Jasveer Singh

Jasveer Singh has developed a successful budgeting plan for marketing his books. Learn why he believes the content of your book matters more than how you publish it.

1. Tell me briefly about your latest book – what is it about and what motivated you to write it?

Though my latest and fourth book is The Metro-Maniac Chronicles, my favorite is Double One Zero (110) – Out of the Shadows, my third book and my first fully fiction work. It’s my ode to the action and spy genre. Double One Zero (110) – Out of the Shadows is a story about deception and one man’s quest to find his identity. The journey will take him across the other side of Earth and then back to the capital of India, Delhi. Along the way, he will try to pick up the pieces and solve the puzzle that his life is. One of the review of my book stated, “Bordering on the line of Bourne Identity by Robert Ludlum, if you love mystery, thriller and embrace adequate inquisitiveness about one’s earnest question for identity, then this the book for you.”

2. How have your sales been?

My book was released in January 2020 and it was well-received. Sales of the paperback version were steady until the lockdown. E-book sales has been good as well.

3. You’ve chosen self-publishing. How have you liked it so far? Talk about some of the positives and negatives you’ve encountered.

Self-publishing has been a gift for us indie writers. I have only seen positives so far. It is easy, is accessible to all, it can be customized as per your budget, and it is less time consuming. Traditional publishing is the opposite of all this.

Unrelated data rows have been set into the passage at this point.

PR #27, opened 2022-03-16
Refactored resource names

thejasn:

### DIFF
--- a/pkg/controllers/awsloadbalancercontroller/rbac_rolebinding.go
+++ b/pkg/controllers/awsloadbalancercontroller/rbac_rolebinding.go
@@ -20,7 +20,7 @@ import (
 func (r *AWSLoadBalancerControllerReconciler) ensureRoleBinding(ctx context.Context, sa *corev1.ServiceAccount, controller *albo.AWSLoadBalancerController) error {
 	reqLogger := log.FromContext(ctx)
 
-	desired := desiredRoleBinding(ctx, r.Namespace, sa)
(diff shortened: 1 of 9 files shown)


thejasn:
/label tide/merge-method-squash
@arjunrn I'm thinking of adding this to the tide config, WDYT?

pkg/controllers/awsloadbalancercontroller/rbac_rolebinding.go
```diff
@@ -98,8 +98,8 @@ func (r *AWSLoadBalancerControllerReconciler) currentRoleBinding(ctx context.Con
 	return true, obj, nil
 }
 
-func desiredRoleBinding(ctx context.Context, namespace string, sa *corev1.ServiceAccount) *rbacv1.RoleBinding {
-	return buildRoleBinding(commonResourceName, namespace, commonResourceName, sa)
+func desiredRoleBinding(ctx context.Context, name, namespace string, sa *corev1.ServiceAccount) *rbacv1.RoleBinding {
```
arjunrn, line 101: I feel like we should be getting the role name and the service account name from their individual ensure functions and passing them into this function, rather than relying on convention. But we can do that in a followup PR.

arjunrn:
> /label tide/merge-method-squash @arjunrn I'm thinking of adding this to the tide config, WDYT?

Go for it. I think most contributor would use multiple commits in their PRs. So if it's possible to add it into the tide config then we should do it.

Those who vouch for traditional publishing must understand that seldom would a reader pick up a book because of the publisher. Readers choose books based upon the cover page, the summary, and probably because of the author. So it doesn’t make any difference if you are a traditionally published author or a self-published one. Content is king and readers will choose your book irrespective of whether it is published through self-publishing or traditional publishing.

4. What sort of networking have you done as an author, and what have been the results?

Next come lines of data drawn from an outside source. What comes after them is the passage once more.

PR #32, opened 2022-03-23
Add happy flow testcases

thejasn:


test/e2e/util.go
```diff
@@ -0,0 +1,207 @@
...
+			return false, nil
+		}
+
+		expected := deploymentConditionMap(conditions...)
+		current := deploymentConditionMap(dep.Status.Conditions...)
+		return conditionsMatchExpected(expected, current), nil
+	})
+}
+
+func verifyIngress(t *testing.T, cl client.Client, timeout time.Duration, ingressName types.NamespacedName) (string, error) {
```
arjunrn, line 39: A better name for this would be `getIngressHost()`

test/e2e/operator_test.go
```diff
@@ -158,11 +107,316 @@ func ensureCredentialsRequest() error {
...
+func TestAWSLoadBalancerControllerWithDefaultIngressClass(t *testing.T) {
+	t.Log("Verifying operator availability due to restarts caused by deletion of resources")
+	getOperator(t)
+
+	t.Log("Creating aws load balancer controller instance with default ingress class")
+
+	name := types.NamespacedName{Name: "cluster", Namespace: "aws-load-balancer-operator"}
+	alb := newAWSLoadBalancerController(name, "alb", []albo.AWSAddon{})
+	if err := kubeClient.Create(context.TODO(), &alb); err != nil {
+		if errors.IsAlreadyExists(err) {
```
arjunrn, line 183: We should delete the controller resource after every test. And it should be recreated from scratch in every test. If it already exists then it should not be updated. Because that's a whole different kind of test, where we ensure that updating the configuration yields a properly configured controller deployment.

test/e2e/operator_test.go
```diff
@@ -158,11 +107,316 @@ func ensureCredentialsRequest() error {
...
+		}
+	}
+
 	expected := []appsv1.DeploymentCondition{
 		{Type: appsv1.DeploymentAvailable, Status: corev1.ConditionTrue},
 	}
-	if err := waitForOperatorDeploymentStatusCondition(t, kubeClient, expected...); err != nil {
-		t.Errorf("Did not get expected available condition: %v", err)
+	deploymentName := types.NamespacedName{Name: "aws-load-balancer-controller-cluster", Namespace: "aws-load-balancer-operator"}
+	if err := waitForDeploymentStatusConditionUntilN(t, kubeClient, time.Minute*30, 20, deploymentName, expected...); err != nil {
```
arjunrn, line 333: Does it really have to be 30 minutes? 5 minutes seems reasonable. Setting it to 30 just makes a failing test take longer to fail.

test/e2e/util.go
```diff
@@ -0,0 +1,269 @@
...
+	"k8s.io/apimachinery/pkg/util/wait"
+
+	"github.com/aws/aws-sdk-go-v2/aws"
+	"sigs.k8s.io/controller-runtime/pkg/client"
+)
+
+func waitForDeploymentStatusConditionUntilN(t *testing.T, cl client.Client, timeout time.Duration, count int, deploymentName types.NamespacedName, conditions ...appsv1.DeploymentCondition) error {
+	t.Helper()
+	ctr := 0
+	return wait.PollImmediate(1*time.Second, timeout, func() (bool, error) {
```
arjunrn, line 27: Poll every 10 seconds. Every second is really not required.

test/e2e/util.go
```diff
@@ -0,0 +1,269 @@
...
+		dep := &appsv1.Deployment{}
+		if err := cl.Get(context.TODO(), deploymentName, dep); err != nil {
+			t.Logf("failed to get deployment %s: %v (retrying)", deploymentName.Name, err)
+			return false, nil
+		}
+
+		expected := deploymentConditionMap(conditions...)
+		current := deploymentConditionMap(dep.Status.Conditions...)
+		if conditionsMatchExpected(expected, current) {
```
arjunrn, line 36: Are you trying to ensure that the deployment conditions are stable for at least a certain period before returning true?

test/e2e/util.go
```diff
@@ -0,0 +1,269 @@
...
+		}
+
+		return ctr >= count, nil
+	})
+}
+
+func getIngress(t *testing.T, cl client.Client, timeout time.Duration, ingressName types.NamespacedName) (string, error) {
+	t.Helper()
+	var address string
+	return address, wait.PollImmediate(1*time.Second, timeout, func() (bool, error) {
```
arjunrn, line 49: Again polling every 1 second is excessive.

test/e2e/util.go
```diff
@@ -0,0 +1,269 @@
...
+	b.ingressclass = class
+	return b
+}
+
+func (b *ingressbuilder) withRules(rules []networkingv1.IngressRule) *ingressbuilder {
+	b.rules = rules
+	return b
+}
+
+func (b ingressbuilder) build() *networkingv1.Ingress {
```
arjunrn, line 230: Using an builder is nice, but the `build()` doesn't have defaults for when the options are not set.

arjunrn (commented):
Overall looks good. I think deleting the CR after every test would really simplify some of the testing logic. You wouldn't have to ensure the deployment is stable for a period if it is always recreated from scratch.

test/e2e/util.go
thejasn: Yes

test/e2e/util.go
thejasn: Fixed.

test/e2e/util.go
thejasn: Fixed.

test/e2e/util.go
thejasn: Fixed.

test/e2e/operator_test.go
```diff
@@ -158,11 +107,316 @@ func ensureCredentialsRequest() error {
...
+
 func TestOperatorAvailable(t *testing.T) {
+	getOperator(t)
+}
+
+// TestAWSLoadBalancerControllerWithDefaultIngressClass tests the basic happy flow for the operator, mostly
+// using the default values.
+func TestAWSLoadBalancerControllerWithDefaultIngressClass(t *testing.T) {
+	t.Log("Verifying operator availability due to restarts caused by deletion of resources")
+	getOperator(t)
```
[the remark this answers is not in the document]
thejasn: Since order can change when someone adds a test before it, figured lets keep it consistent.

test/e2e/operator_test.go
```diff
@@ -158,11 +107,316 @@ func ensureCredentialsRequest() error {
...
+		os.Exit(1)
+	}
+
+	kubeClientSet, err = kubernetes.NewForConfig(kubeConfig)
+	if err != nil {
+		fmt.Printf("failed to create kube clientset: %s\n", err)
+		os.Exit(1)
+	}
+
+	if err = ensureCredentialsRequest(); err != nil {
```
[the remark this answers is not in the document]
thejasn: Fixed.

test/e2e/util.go
```diff
@@ -0,0 +1,284 @@
...
+		}
+		address = ing.Status.LoadBalancer.Ingress[0].Hostname
+		return true, nil
+	})
+}
+
+func waitForDeletion(t *testing.T, cl client.Client, obj client.Object, timeout time.Duration) {
+	t.Helper()
+	deletionPolicy := v1.DeletePropagationForeground
+	_ = wait.PollImmediate(10*time.Second, timeout, func() (bool, error) {
```
arjunrn, line 62: I still don't understand why do we have to do this. I think it's not blocking because the child resources don't have the `blockOwnerDeletion` set to true(based on my reading of the [docs](https://pkg.go.dev/k8s.io/apimachinery/pkg/apis/meta/v1#DeletionPropagation)).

I have mostly done networking through social media marketing. Most works by indie authors are only available online, and not at a bookstore, so social media marketing is key. My budget is divided 80:20 when it comes to money reserved for marketing versus publishing. The results have been good, not excellent, because I am still working on creating a brand for myself. It’s been only two years since I started writing and I have four published books. Networking is a continuous process.

5. Talk a little about the sort of marketing techniques you’ve used to sell your books. Which ones have been most successful?

I use paid marketing on Instagram and Facebook, along with networking on various Facebook groups. Apart from this I also use LinkedIn for marketing, but only the one which is available in a free profile. Haven’t tried paid marketing on LinkedIn yet. I also write on my website as well using Blogger.com. The response has been good, and over time my bandwidth has increased. I conduct a lot of webinars, and authors are generally looking for a shortcut. I always suggest that they be patient because book marketing takes a lot of time and effort.

6. Are there any marketing or networking techniques you’ve intentionally avoided or discontinued, and if so, why?

My techniques are still in the experimental phase so I haven’t discontinued any. But I keep adding new things.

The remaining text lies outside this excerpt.